EXERCISE BRIEF —
What is needed is each line of the data below that holds the string "false".

(Records drawn from a dataset)
<<<<

PR #1584, opened 2023-11-03
feat(checkout): CHECKOUT-7838 preload extension with link tag

richapatel1510:
## What?
Optimize Extension Loading with Preloading via `<link>` tag

## Why?
In the extension project context, we can add all extension URLs to `<head>` within `<link>` tag as soon as we finish loading extensions so that we can shorten the time it takes to display an extension.

## Testing / Proof

- Manual testing

https://github.com/bigcommerce/checkout-js/assets/141614330/16f7df69-112d-43d9-8510-305bb74ba492

### DIFF
--- a/packages/checkout-extension/src/ExtensionService.ts
+++ b/packages/checkout-extension/src/ExtensionService.ts
@@ -22,6 +22,35 @@ export class ExtensionService {
         await this.checkoutService.loadExtensions();
     }
 
+    preloadExtensions(): void {
+        const state = this.checkoutService.getState();
+        const extensions = state.data.getExtensions();
+        const cartId = state.data.getCart()?.id;
+        const parentOrigin = state.data.getConfig()?.links.siteLink;
+
+        if (!cartId || !parentOrigin) return;
+        extensions?.forEach((extension) => {
+            const url = new URL(extension.url);
+
+            url.searchParams.set('extensionId', extension.id);
+            url.searchParams.set('cartId', cartId);
+            url.searchParams.set('parentOrigin', parentOrigin);
+
+            const link = document.createElement('link');
+
+            // Set the attributes for the link element
+            link.rel = 'preload';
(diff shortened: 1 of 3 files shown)


packages/checkout-extension/src/ExtensionService.ts
bc-peng, line 1: Can you please remove the comments from the file and add a unit test for the new method?

packages/checkout-extension/src/ExtensionService.ts
```diff
@@ -22,6 +22,35 @@ export class ExtensionService {
         await this.checkoutService.loadExtensions();
     }
 
+    preloadExtensions(): void {
+        const state = this.checkoutService.getState();
+        const extensions = state.data.getExtensions();
+        const cartId = state.data.getCart()?.id;
+        const parentOrigin = state.data.getConfig()?.links.siteLink;
+
+        if (!cartId || !parentOrigin) return;
```
animesh1987, line 31:
```suggestion
        if (!cartId || !parentOrigin) {
             return;
        }
```

packages/checkout-extension/src/ExtensionService.ts
```diff
@@ -22,6 +22,35 @@ export class ExtensionService {
         await this.checkoutService.loadExtensions();
     }
 
+    preloadExtensions(): void {
+        const state = this.checkoutService.getState();
+        const extensions = state.data.getExtensions();
+        const cartId = state.data.getCart()?.id;
```
animesh1987, line 28: Can we use `getCartOrThrow` here?

richapatel1510: I don't think that method is available in state data `CheckoutStoreSelector`.

animesh1987 (approved):

bc-peng (approved):

PR #1589, opened 2023-11-07
feat(checkout): CHECKOUT-7837 Optimize `loadCheckout` and `loadExtensions` for Parallel Execution

richapatel1510:
## What?
Remove `isExtensionEnabled` flag and load extensions in parallel to load checkout.

## Why?
Since the extension is rolled out to 100% now and extensions can be now loaded concurrently to checkout settings.

## Testing / Proof

- CI checks
- Manual testing


snaderiBC:
Just curious, is the performance improvement by concurrent request measurable? 🤔

animesh1987 (approved):

animesh1987:
> Just curious, is the performance improvement by parallel loading measurable? 🤔

There will be some benefit in checkout load, since as of now it's a separate blocking call. So moving this with checkout load call will give some benefit straight away. Somewhere between 500ms-1s.

PR #1591, opened 2023-11-08
feat(payment): PAYPAL-2953 bump checkout-sdk version

bc-nick:
## What?
...

## Why?
...

## Testing / Proof
...

@bigcommerce/team-checkout


animesh1987:
Looks ok, but just wanted to check how come there are other packages updated with this as well?

bc-nick:
> Looks ok, but just wanted to check how come there are other packages updated with this as well?

All dependencies updated after ran `npm install`. It is the only command that i used

animesh1987:
> > Looks ok, but just wanted to check how come there are other packages updated with this as well?
> 
> All dependencies updated after ran `npm install`. It is the only command that i used

Can you please run npm install@bigcommerce/checkout-sdk again

bc-nick:
> > > Looks ok, but just wanted to check how come there are other packages updated with this as well?
> > 
> > 
> > All dependencies updated after ran `npm install`. It is the only command that i used
> 
> Can you please run npm install@bigcommerce/checkout-sdk again

The same. Because those dependencies came from `checkout-sdk`

Screenshot 2023-11-08 at 11 55 06

animesh1987 (approved):

PR #1600, opened 2023-11-24
feat(payment): PI-1036 removed Stripe link inititializations for not supported cart amounts

vitalii-koshovyi:
## What?
Removed Stripe link inititializations for not supported cart amounts

## Why?
Because with Stripe Link will crash checkout when amount of the card is smaller then Stripe minimum supported value

## Testing / Proof
Before:
image
After:

https://github.com/bigcommerce/checkout-js/assets/79574476/a9f75d5e-7398-4aa8-b60f-5520061c7428

@bigcommerce/team-checkout

### DIFF
--- a/packages/core/src/app/checkout/getCheckoutStepStatuses.ts
+++ b/packages/core/src/app/checkout/getCheckoutStepStatuses.ts
@@ -2,6 +2,8 @@ import { CheckoutSelectors } from '@bigcommerce/checkout-sdk';
 import { compact } from 'lodash';
 import { createSelector } from 'reselect';
 
+import { shouldUseStripeLinkByMinimumAmount } from '@bigcommerce/checkout/instrument-utils';
+
 import { isValidAddress } from '../address';
 import { EMPTY_ARRAY } from '../common/utility';
 import { SUPPORTED_METHODS } from '../customer';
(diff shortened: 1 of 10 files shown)


packages/instrument-utils/src/guards/shouldUseStripeLinkByMinimumAmount.spec.ts
```diff
@@ -0,0 +1,28 @@
...
+        cartAmount: 0.4,
+    };
+
+    it('returns true if cart fullfill Stripe requirements', () => {
+        expect(shouldUseStripeLinkByMinimumAmount(cart)).toBe(true);
+    });
+
+    it('returns false if cart fullfill Stripe requirements', () => {
+        expect(shouldUseStripeLinkByMinimumAmount(notSupportedCart)).toBe(false);
+    });
```
bc-peng, line 18: Could we make the condition more specific?
Now it appears that the same condition can have two outcomes.

packages/instrument-utils/src/guards/shouldUseStripeLinkByMinimumAmount.ts
```diff
@@ -0,0 +1,47 @@
+import { Cart } from '@bigcommerce/checkout-sdk';
+
+enum stripeLinkMinAmount {
```
bc-peng, line 3: Could you provide the basis for setting the value？

vitalii-koshovyi: @bc-peng it was taken from the Stripe docs. I'll add a link for a Stripe documentation

PavlenkoM (approved):

bc-peng (approved):

packages/core/src/app/checkout/getCheckoutStepStatuses.ts
```diff
@@ -39,7 +42,7 @@ const getCustomerStepStatus = createSelector(
         // when reloading the checkout page it's necessary to refill the stripe components with the information saved.
         // In this step, we require that the customer strategy be reloaded the first time.
         const isUsingStripeLinkAndCheckoutPageIsReloaded = !isUsingWallet &&
-            config?.checkoutSettings.providerWithCustomCheckout === PaymentMethodId.StripeUPE && hasEmail && isGuest;
+            config?.checkoutSettings.providerWithCustomCheckout === PaymentMethodId.StripeUPE && hasEmail && isGuest && cart && shouldUseStripeLinkByMinimumAmount(cart);
```
animesh1987, line 45: Can we please move this check in a separate method?

serhii-tkachenko (approved):

animesh1987 (approved):

PR #1602, opened 2023-11-28
feat(payment): CHECKOUT-7901 Fetch button config when checkout loads

animesh1987:
## What?
Fetch button config when checkout loads

## Why?
In order to load button payment configs in parallel, move logic to fetch button configs to checkout component.

## Testing / Proof
- CI
- Manual

@bigcommerce/team-checkout

### DIFF
--- a/packages/core/src/app/checkout/Checkout.tsx
+++ b/packages/core/src/app/checkout/Checkout.tsx
@@ -8,9 +8,9 @@ import {
     EmbeddedCheckoutMessenger,
     EmbeddedCheckoutMessengerOptions,
     FlashMessage,
+    PaymentMethod,
     Promotion,
-    RequestOptions,
-} from '@bigcommerce/checkout-sdk';
+ RequestOptions } from '@bigcommerce/checkout-sdk';
 import classNames from 'classnames';
 import { find, findIndex } from 'lodash';
 import React, { Component, lazy, ReactNode } from 'react';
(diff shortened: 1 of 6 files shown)


animesh1987:
There are two approaches that we are trying in this PR for fetching button configs:

- Load button configs in checkout component
Pros: Button configs are fetched for both settings for wallet buttons i.e. in customer component and wallet buttons on top.
Cons: The drawback here is that we need to add logic so button list component doesn't start fetching button configs, leading to extra API calls which can be slow things down.

- Load button config for the buttons on top of page component
Pros: Logic is contained in ButtonContainer component and not distributed across the application.
Cons: Optimisation is only present for buttons on top setting.

animesh1987:
Build is failing due to SDK not merged.

bc-peng (approved):
LGTM, nice work👏👏

packages/core/src/app/checkout/Checkout.tsx
```diff
@@ -8,9 +8,9 @@ import {
     EmbeddedCheckoutMessenger,
     EmbeddedCheckoutMessengerOptions,
     FlashMessage,
+    PaymentMethod,
     Promotion,
-    RequestOptions,
-} from '@bigcommerce/checkout-sdk';
+ RequestOptions } from '@bigcommerce/checkout-sdk';
```
serhii-tkachenko, line 13: Here might be a eslint warning:

```suggestion
    RequestOptions,
 } from '@bigcommerce/checkout-sdk';
```

serhii-tkachenko (approved):
Nice work!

>>>>

SOLUTION —
+    it('returns false if cart fullfill Stripe requirements', () => {
+        expect(shouldUseStripeLinkByMinimumAmount(notSupportedCart)).toBe(false);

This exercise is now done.